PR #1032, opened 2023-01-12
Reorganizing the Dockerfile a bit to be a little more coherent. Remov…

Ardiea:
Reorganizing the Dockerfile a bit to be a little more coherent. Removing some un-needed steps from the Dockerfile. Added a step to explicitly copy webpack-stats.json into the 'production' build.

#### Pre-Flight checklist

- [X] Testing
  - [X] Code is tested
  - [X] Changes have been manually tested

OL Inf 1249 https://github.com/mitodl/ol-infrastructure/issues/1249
+ + + + + + +
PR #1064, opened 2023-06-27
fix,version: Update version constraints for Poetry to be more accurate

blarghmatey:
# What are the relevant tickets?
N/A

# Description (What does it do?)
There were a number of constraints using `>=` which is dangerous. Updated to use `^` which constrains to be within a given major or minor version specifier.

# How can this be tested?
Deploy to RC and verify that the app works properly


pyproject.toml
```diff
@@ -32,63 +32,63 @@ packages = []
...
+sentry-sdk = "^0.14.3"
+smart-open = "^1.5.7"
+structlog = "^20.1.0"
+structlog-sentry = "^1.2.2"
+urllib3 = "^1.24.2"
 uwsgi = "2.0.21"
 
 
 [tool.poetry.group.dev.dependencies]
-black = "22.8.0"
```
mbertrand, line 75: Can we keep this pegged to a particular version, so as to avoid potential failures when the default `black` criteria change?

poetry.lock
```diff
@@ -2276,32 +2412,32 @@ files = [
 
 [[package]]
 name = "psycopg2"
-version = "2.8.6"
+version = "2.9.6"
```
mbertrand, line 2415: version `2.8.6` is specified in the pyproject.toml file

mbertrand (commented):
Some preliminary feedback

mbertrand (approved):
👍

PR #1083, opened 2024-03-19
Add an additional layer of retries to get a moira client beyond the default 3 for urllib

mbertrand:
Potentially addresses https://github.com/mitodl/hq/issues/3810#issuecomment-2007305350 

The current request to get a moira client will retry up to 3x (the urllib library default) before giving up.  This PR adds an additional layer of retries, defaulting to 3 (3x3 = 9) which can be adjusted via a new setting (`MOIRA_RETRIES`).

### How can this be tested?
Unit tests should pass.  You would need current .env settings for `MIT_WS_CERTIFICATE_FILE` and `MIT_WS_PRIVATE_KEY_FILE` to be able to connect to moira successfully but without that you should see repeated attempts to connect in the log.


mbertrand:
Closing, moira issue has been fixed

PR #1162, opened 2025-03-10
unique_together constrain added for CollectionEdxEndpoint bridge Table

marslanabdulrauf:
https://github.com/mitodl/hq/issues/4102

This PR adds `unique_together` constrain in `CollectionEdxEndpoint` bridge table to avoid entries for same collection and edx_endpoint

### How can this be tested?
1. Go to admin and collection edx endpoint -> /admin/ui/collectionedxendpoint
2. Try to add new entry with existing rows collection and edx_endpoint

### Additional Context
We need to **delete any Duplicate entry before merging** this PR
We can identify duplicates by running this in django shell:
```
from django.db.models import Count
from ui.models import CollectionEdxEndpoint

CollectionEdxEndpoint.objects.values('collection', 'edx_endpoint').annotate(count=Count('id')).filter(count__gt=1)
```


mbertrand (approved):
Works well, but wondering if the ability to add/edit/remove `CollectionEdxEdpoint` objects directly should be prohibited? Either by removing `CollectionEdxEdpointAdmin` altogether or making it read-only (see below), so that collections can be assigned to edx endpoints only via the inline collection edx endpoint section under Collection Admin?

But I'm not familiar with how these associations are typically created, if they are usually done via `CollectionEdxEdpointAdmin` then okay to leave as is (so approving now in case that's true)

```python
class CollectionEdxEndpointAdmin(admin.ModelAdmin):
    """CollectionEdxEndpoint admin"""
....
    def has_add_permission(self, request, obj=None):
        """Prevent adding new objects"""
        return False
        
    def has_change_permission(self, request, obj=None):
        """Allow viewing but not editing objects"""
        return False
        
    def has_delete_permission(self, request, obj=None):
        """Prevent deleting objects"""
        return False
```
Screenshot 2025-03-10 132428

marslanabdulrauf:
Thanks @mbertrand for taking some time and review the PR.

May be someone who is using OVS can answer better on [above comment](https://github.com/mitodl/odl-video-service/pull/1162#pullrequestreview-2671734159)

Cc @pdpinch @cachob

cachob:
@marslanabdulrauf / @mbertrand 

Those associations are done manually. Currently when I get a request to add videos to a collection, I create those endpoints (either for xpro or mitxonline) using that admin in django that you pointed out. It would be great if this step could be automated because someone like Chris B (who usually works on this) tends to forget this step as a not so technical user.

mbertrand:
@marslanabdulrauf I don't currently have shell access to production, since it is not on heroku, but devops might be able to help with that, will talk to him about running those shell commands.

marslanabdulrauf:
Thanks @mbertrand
+ + + + + + +
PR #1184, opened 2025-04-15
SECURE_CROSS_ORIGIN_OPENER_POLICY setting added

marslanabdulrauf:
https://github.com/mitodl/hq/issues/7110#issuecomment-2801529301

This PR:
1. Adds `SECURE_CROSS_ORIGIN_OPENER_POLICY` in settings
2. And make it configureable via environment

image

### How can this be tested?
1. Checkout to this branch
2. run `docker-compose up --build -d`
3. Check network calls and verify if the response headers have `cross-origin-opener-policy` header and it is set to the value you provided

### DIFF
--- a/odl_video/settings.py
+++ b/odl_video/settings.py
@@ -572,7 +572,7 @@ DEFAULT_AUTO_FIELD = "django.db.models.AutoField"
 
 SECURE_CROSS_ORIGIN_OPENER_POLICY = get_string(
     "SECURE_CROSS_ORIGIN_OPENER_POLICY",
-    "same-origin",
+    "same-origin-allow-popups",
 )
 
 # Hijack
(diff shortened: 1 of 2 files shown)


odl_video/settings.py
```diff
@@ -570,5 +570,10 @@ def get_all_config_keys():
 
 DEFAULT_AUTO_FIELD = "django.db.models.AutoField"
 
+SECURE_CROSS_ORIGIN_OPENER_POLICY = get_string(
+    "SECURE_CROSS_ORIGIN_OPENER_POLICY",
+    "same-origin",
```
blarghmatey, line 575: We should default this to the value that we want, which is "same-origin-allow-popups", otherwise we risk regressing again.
+ + + + + + +
→ **GOAL OF THE EXERCISE**: After locating the line holding "PR #1032, opened 2023-01-12" above, output exactly that line and every line after it through the line holding "- [X] Changes have been manually tested". Include nothing else.

→ **TASK SOLUTION**:
PR #1032, opened 2023-01-12
Reorganizing the Dockerfile a bit to be a little more coherent. Remov…

Ardiea:
Reorganizing the Dockerfile a bit to be a little more coherent. Removing some un-needed steps from the Dockerfile. Added a step to explicitly copy webpack-stats.json into the 'production' build.

#### Pre-Flight checklist

- [X] Testing
  - [X] Code is tested
  - [X] Changes have been manually tested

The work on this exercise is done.